EXERCISE INSTRUCTIONS:
Set down exactly, with nothing added, the lines from the one containing "I'll try to" through the end of the entries.

---+---

PR #204, opened 2026-09-02
refactor: action proofs witness multiset polys

alxiong:
This PR basically enforces the correctness of `acc^tg` in the `OutputStamp`, `SpendStamp` and `MergeStamp` steps. 

To achieve that, we introduce a collective:

```rust
/// The committed operands of one shared-challenge session: opens operands at
/// caller-chosen points, recording one claim per opening.
pub(crate) struct PolyQueries<'ctx, 'step, 'poly, const N: usize> {
    ctx: &'ctx mut StepCtx<'step>,
    operands: [&'poly Polynomial; N],
    commits: [Eq; N],
}

pub(crate) fn with_shared_challenge<'poly, const N: usize>(
    ctx: &mut StepCtx<'_>,
    operands: [&'poly Polynomial; N],
    checks: impl FnOnce(Fp, PolyQueries<'_, '_, 'poly, N>) -> Result<()>,
) -> Result<()> {}
```

that can be used as:

```rust
        with_shared_challenge(
            ctx,
            [action_set.as_ref(), tachygram_set.as_ref()],
            |z, mut queries| {
                let [action_at_z, tachygrams_at_z] = queries.open_all(z)?;
                enforce_zero(
                    action_at_z - (z - Fp::from(action_digest)),
                    "OutputStamp: action set does not commit to the action",
                )?;
                enforce_zero(
                    tachygrams_at_z - (z - Fp::from(cm)) * (z - Fp::from(pad)),
                    "OutputStamp: tachygram set does not commit to the bound pair",
                )
            },
        )?;
```

This example should epitomize the closure-based API design I intended throughout this PR.

### DIFF
--- a/crates/tachyon/src/collections/multiset.rs
+++ b/crates/tachyon/src/collections/multiset.rs
@@ -1,12 +1,340 @@
+//! # Multiset
+//!
+//! A multiset of members encoded as the roots of a monic polynomial, with
+//! multiplicity:
+//!
+//! $$
+//!   S(X) = \prod_{m \in S}{(X - m)^{\mathsf{count}(m)}}
+//! $$
+//!
+//! ## Set form
+//!
+//! Unique factorization means the member multiset *is* the polynomial, so
+//! [`Multiset`] keeps the members as its canonical representation -- a
+//! [`BTreeMap`] count-map -- and defers realization into coefficient form
+//! until [committed](Multiset::commit). Operating on the set form is much
+//! cheaper: union is a count merge rather than a coefficient convolution, the
+//! quotient witness is count subtraction rather than polynomial division, and
+//! evaluation streams over members without materializing coefficients.
+//!
+//! The stamp sets built on this type are non-repeating in practice (a stamp's
+//! tachygrams are unique on the wire), but the representation stays a general
+//! multiset: a repeated member contributes a repeated factor, which is what
+//! lets a commitment to $(X-m)^2$ stay distinguishable from one to $(X-m)$.
+
 extern crate alloc;
 
-use alloc::vec::Vec;
+use alloc::{
+    collections::{BTreeMap, btree_map::Entry},
+    vec::Vec,
+};
+use core::{cell::OnceCell, cmp::Eq as TotalEq, num::NonZero};
 
-use pasta_curves::Fp;
+use pasta_curves::{Eq, Fp};
 use ragu::{Polynomial, poly_with_roots};
 
-/// Encode the provided members as roots.
-pub(crate) fn encode(members: impl IntoIterator<Item = Fp>) -> Polynomial {
-    let roots: Vec<Fp> = members.into_iter().collect();
-    Polynomial::from_coeffs(poly_with_roots(&roots))
+/// A multiset of members held as polynomial roots, kept in set form.
+///
+/// The encoded [`Polynomial`] is realized lazily -- at first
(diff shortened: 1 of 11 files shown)


crates/tachyon/src/collections/multiset.rs
```diff
@@ -1,12 +1,340 @@
...
+
+    /// Evaluate the encoded polynomial at `x` by streaming over the members,
+    /// without realizing the coefficients.
+    #[must_use]
+    pub(crate) fn eval(&self, x: Fp) -> Fp {
+        self.members
+            .iter()
+            .map(|(&member, &count)| {
+                let factor = x - member;
+                (1..count.get()).fold(factor, |subtotal, _| subtotal * factor)
```
LucidSamuel: this _eval_ is serial while #201 parallelizes; whichever of the two lands second should reconcile

LucidSamuel (approved):
LGTM (once clippy passes)

crates/tachyon/src/collections/multiset.rs
alxiong: yeah, the parallel relies on the `multicore` feature and adding `maybe_rayon` dependencies, I'd wait for 201 to land first instead of redoing the work here.

turbocrime (changes requested):
either this needs to be an independent changeset from #201 and #203 or requested changes on those need resolution

alxiong:
>either this needs to be an independent changeset from https://github.com/tachyon-zcash/tachyon/pull/201 and https://github.com/tachyon-zcash/tachyon/pull/203

yes, this is an honest mistake, was basing off the 201 PR branch instead of main.
now I have removed unrelated commits and rebased onto main, also update some poly query usage in the QR steps that you recently land on main.
@turbocrime

crates/tachyon/src/relations/enforce.rs
```diff
@@ -1,85 +1,132 @@
...
+//! operands to open, at which points (the challenge, a statement point,
+//! several points on one operand), and which algebraic identities to check
+//! over the opened evals. Each [`PolyQueries::open`] records the opening
+//! claim `(commitment, point, eval)` and returns that same eval, so the
+//! value checked is the value opened, by construction. The relation only
+//! *records* claims; actually verifying them is the proof system's job, not
+//! done here.
+//!
+//! The challenge is shared deliberately. In practice the proof system grants
+//! a step one evaluation challenge, derived only once the whole transcript
```
turbocrime: i'm not sure this is true?

turbocrime (changes requested):
`with_shared_challenge` and related code seems like it should be ragu API rather than something we implement in tachyon.

in any case, i think the abstractions we build on top of the provisional mock api should be as few as possible. unfortunately we already have some things that cross that line. i don't want to add more.

crates/tachyon/src/relations/enforce.rs
alxiong: you can't just squeeze as many challenge as you want from the proof system, Ragu itself is just a few-round IOP, we are most likely gonna piggyback on 1 or 2 prover message to get the next verifier challenge in my  mind.

alxiong:
> with_shared_challenge and related code seems like it should be ragu API rather than something we implement in tachyon.

That's fair. I'll remove these part of the changes. But ultimately, I think it will look like this.

I'll try to push a similar mock api in Ragu instead.

update: i force-pushed and dropped these `share_challenge` api.

turbocrime (approved):
rebased and edited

---+---

PROBLEM SOLUTION:
I'll try to push a similar mock api in Ragu instead.

update: i force-pushed and dropped these `share_challenge` api.

turbocrime (approved):
rebased and edited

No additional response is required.